**PROMPT:** Report each line of the records where "feat" occurs.
*** Begin section ***
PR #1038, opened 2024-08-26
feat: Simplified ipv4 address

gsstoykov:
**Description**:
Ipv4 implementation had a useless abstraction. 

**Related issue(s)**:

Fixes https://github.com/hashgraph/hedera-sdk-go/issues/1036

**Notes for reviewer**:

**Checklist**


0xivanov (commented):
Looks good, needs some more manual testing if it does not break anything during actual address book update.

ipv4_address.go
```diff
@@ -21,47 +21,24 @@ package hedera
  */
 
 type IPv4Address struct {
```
*** End section ***
*** Begin section ***
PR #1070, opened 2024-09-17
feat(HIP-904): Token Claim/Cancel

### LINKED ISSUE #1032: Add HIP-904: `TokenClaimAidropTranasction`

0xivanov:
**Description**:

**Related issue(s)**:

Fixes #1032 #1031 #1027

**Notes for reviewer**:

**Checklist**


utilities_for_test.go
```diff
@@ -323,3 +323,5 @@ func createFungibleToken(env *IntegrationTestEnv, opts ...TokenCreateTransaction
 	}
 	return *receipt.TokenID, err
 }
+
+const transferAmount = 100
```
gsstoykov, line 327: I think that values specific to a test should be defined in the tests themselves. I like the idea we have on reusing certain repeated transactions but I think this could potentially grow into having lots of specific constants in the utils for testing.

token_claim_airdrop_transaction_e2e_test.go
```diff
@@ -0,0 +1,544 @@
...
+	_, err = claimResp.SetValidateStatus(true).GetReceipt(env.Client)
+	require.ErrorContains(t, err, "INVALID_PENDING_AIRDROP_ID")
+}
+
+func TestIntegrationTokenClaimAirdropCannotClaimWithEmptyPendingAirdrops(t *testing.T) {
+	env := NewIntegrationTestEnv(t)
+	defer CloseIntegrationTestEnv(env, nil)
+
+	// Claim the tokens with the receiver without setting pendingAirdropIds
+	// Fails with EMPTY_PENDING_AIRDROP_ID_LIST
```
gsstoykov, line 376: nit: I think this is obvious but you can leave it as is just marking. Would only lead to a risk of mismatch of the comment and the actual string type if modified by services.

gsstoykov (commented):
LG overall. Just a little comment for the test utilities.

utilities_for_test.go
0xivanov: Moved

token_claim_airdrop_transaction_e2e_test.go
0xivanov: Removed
*** End section ***
*** Begin section ***
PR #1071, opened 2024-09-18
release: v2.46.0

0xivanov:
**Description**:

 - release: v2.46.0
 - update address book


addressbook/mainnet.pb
*** End section ***
**SOLUTION BELOW:**
feat: Simplified ipv4 address
feat(HIP-904): Token Claim/Cancel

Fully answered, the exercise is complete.